In early 2006, in an act I now see as deeply irresponsible, I drove a white Ford F-250 from the easternmost to almost the westernmost point of Interstate 80, crossing nearly the entire width of the United States. I had just graduated from college with a degree in linguistics. My focus had been in English syntax; the obvious career path was in academia, the clever one would have been computer science. But I wanted to build something, and for some reason I thought I would need this particular pickup truck to do so.
I spent the next two years living in Truckee, California, a ski town just north of Lake Tahoe, performing a gut renovation of a 50-year-old ski condo. I was largely unprepared for the experience. At the time I had spent less than a full year of my life working in construction, split across various summer vacations and gap semesters.

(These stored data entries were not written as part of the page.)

PR #4236, opened 2024-02-26
Provide a QGIS desktop version in metadata

Gustry:
Funded by 3Liz

### DIFF
--- a/lizmap/modules/lizmap/lib/Server/Server.php
+++ b/lizmap/modules/lizmap/lib/Server/Server.php
@@ -103,6 +103,19 @@ class Server
         return version_compare($currentVersion, $requiredVersion) < 0;
     }
 
+    /** Get the current recommended/required Lizmap desktop plugin.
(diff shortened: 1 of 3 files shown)


lizmap/modules/lizmap/lib/Server/Server.php
```diff
@@ -103,6 +103,15 @@ public function versionCompare($currentVersion, $requiredVersion)
         return version_compare($currentVersion, $requiredVersion) < 0;
     }
 
+    /** Get the current recommended/required Lizmap desktop plugin.
```
nworr, line 106: recommended or required ?

nworr (approved):
May be the method name should explictly tell if the version is recommended or required 

refering to the mainconfig section name , it's a required version

Gustry:
I have rephrased the docstring.
For now it's experimental about "required"/"recommended". I will see later.

PR #4242, opened 2024-02-27
locale for project warning can't be html, escaping it before display

nworr:
Ticket : # 

Funded by 3Liz


Gustry:
@rldhont approved

rldhont (approved):

PR #4226, opened 2024-02-20
Display a warning box when the CFG contains warnings

Gustry:
image

image

_Since the screenshot, it's now possible to close the dialog warning on the map_

Maybe it would be nice to cross info with "Administration panel → QGIS projects" ?

Funded by 3Liz

PR #4245, opened 2024-02-27
Fix Display a warning box when the CFG contains warnings

rldhont:
After #4226 and #4242, the warning message can generate the error `Uncaught SyntaxError: missing ) after argument list`
and `Uncaught ReferenceError: lizUrls is not defined`. These error messages are generated by a quote in the warning message.

To fix it, we use the Lizmap dictionnary which is a JSON version of the Dictionnary local.


Gustry:
unrelated test failure about playwright, it will be fixed in #4246

mdouchin (approved):

PR #6261, opened 2025-11-25
e2e: cypress w/ firefox browser in CI

nboisteault:
Cypress 9.7.0 does not work w/ Chrome. Let's use Firefox instead of Chrome

Funded by 3Liz


rldhont:
I close it because Cypress has been removed !

Issue #5852, opened 2025-06-23
[Bug]: LWC tries loading Legend graphics even if layer has no legend (disabled via plugin)


meyerlor:
### What is the bug? (in English)

Not really a bug  but i wanted to report it anyway, as mentioned here already: https://github.com/3liz/lizmap-web-client/pull/5819#issuecomment-2989949361

LWC is sending a lot of GET requests, even if the layer has it's Legend disabled. might be worth considering to skip those GET's ? 

No Problems arise from this besides a very full dev tool with my 750-layer project (650 of them with legend disabled)

![Image](https://github.com/user-attachments/assets/025998ca-8282-4e58-b159-2684300415f8)

### Steps to reproduce the issue

1. Disable Legend in LWC QGIS plugin
2. Load Project in webbrowser of choice, dev tools /network monitoring on
3. Many unnecessary GET requests apear

### Versions, safeguards, check summary etc

**Versions :**

* Lizmap Web Client : 3.9.0 - commit 4a0d5ea52 https://github.com/3liz/lizmap-web-client/commit/4a0d5ea52
* Lizmap plugin : 4.5.1
* QGIS Desktop : 3.40.7
* QGIS Server : 3.40.7
* Py-QGIS-Server : 1.9.4
* QGIS Server plugin atlasprint : 3.4.2
* QGIS Server plugin lizmap_server : 2.13.1
* QGIS Server plugin wfsOutputExtension : 1.8.3

<details>
<summary>List of Lizmap Web Client modules :</summary>
<br/>
* Version Lizmap Web Client 3.8 needed
</details>

<details>
<summary>List of safeguards :</summary>
<br/>
* Mode : normal<br/>
* Allow parent folder : no<br/>
* Prevent other drive : yes<br/>
* Prevent PG service : yes<br/>
* Prevent PG Auth DB : yes<br/>
* Force PG user&pass : yes<br/>
* Prevent ECW : yes<br/>
</details>

### Check Lizmap plugin

- [ ] I have done the step just before in the Lizmap QGIS desktop plugin before opening this ticket. Otherwise, my ticket is not considered valid and might get closed.

### Operating system

Ubuntu 24.04

### Browsers

Firefox

### Browsers version

120

### Relevant log output

```shell

```

meyerlor:
Closed with https://github.com/3liz/lizmap-web-client/pull/6279

PR #6279, opened 2025-11-28
Respect legend_image_option setting when loading symbology

meyerlor:
The legend_image_option configuration was only checked when displaying symbology in the UI, but symbology was still being loaded from the server even when set to 'disabled'. This resulted in unnecessary network requests.

Filter out layers with legendImageOption set to 'disabled' before loading symbology, both during initial load and when layer styles change.

Fixes unnecessary symbology loading for layers with disabled legends:
https://github.com/3liz/lizmap-web-client/issues/5852

### DIFF
--- a/assets/src/modules/Legend.js
+++ b/assets/src/modules/Legend.js
@@ -6,7 +6,7 @@
  */
 
 import { LayerTreeGroupState } from '../modules/state/LayerTree.js'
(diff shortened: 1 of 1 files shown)


meyerlor:
Current behaviour (especially for Rasters with pallete it created a huge load):
grafik


Fixed behaviour:
grafik

Just the hardcoded raster symbol is shown now, no palette legend

rldhont (approved):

And while I had a decent mix of physical and managerial skills (for a twenty-three-year-old), the reality is that my main qualifying traits were my relationship with the clients (my parents) and my eagerness for the challenge.
I haven’t really maintained a résumé for the past few years, but when I did, I struggled to integrate these first two years after college into any broader career narrative. But the experiences I had there have played a big role in the way I understand the built world, and I’ve increasingly come to see them as part of a larger parable – about the structure of the residential construction industry; about the perils of project management; about the naïveté of someone in their early twenties. And while I’m not sure what the parable’s ultimate point is, I do think that a few of the things I did in 2006 and 2007 deserve being written down.
PLANNING & STRATEGY.
In retrospect it’s a rather obvious observation, but the project crystallized my understanding of what a contractor does: they execute contracts. More than technical proficiency as a carpenter, or knowledge of construction and homebuilding more broadly, I needed to understand – and then execute – the work that I had committed to.
The project was supposed to be a blitz – done in about twelve months. The condo would be snowbound until late in the spring, and I wanted to be done with any big deliveries and outdoor work around Thanksgiving. In retrospect, I’m not certain whether this plan was based on any particular knowledge about the condition of the building. In order to understand a renovation’s scope of work you need to understand the condition of the building, and in order to understand the building you need to start poking holes in the walls, and nobody wants to do that until the furniture has all been moved out and the project’s clock is officially ticking. And anyway, you often can’t uncover the real disasters – the rot, the dangerously hacky old remodel work, the way one condo’s utilities are intertwined with its neighbors – until a few months into a project.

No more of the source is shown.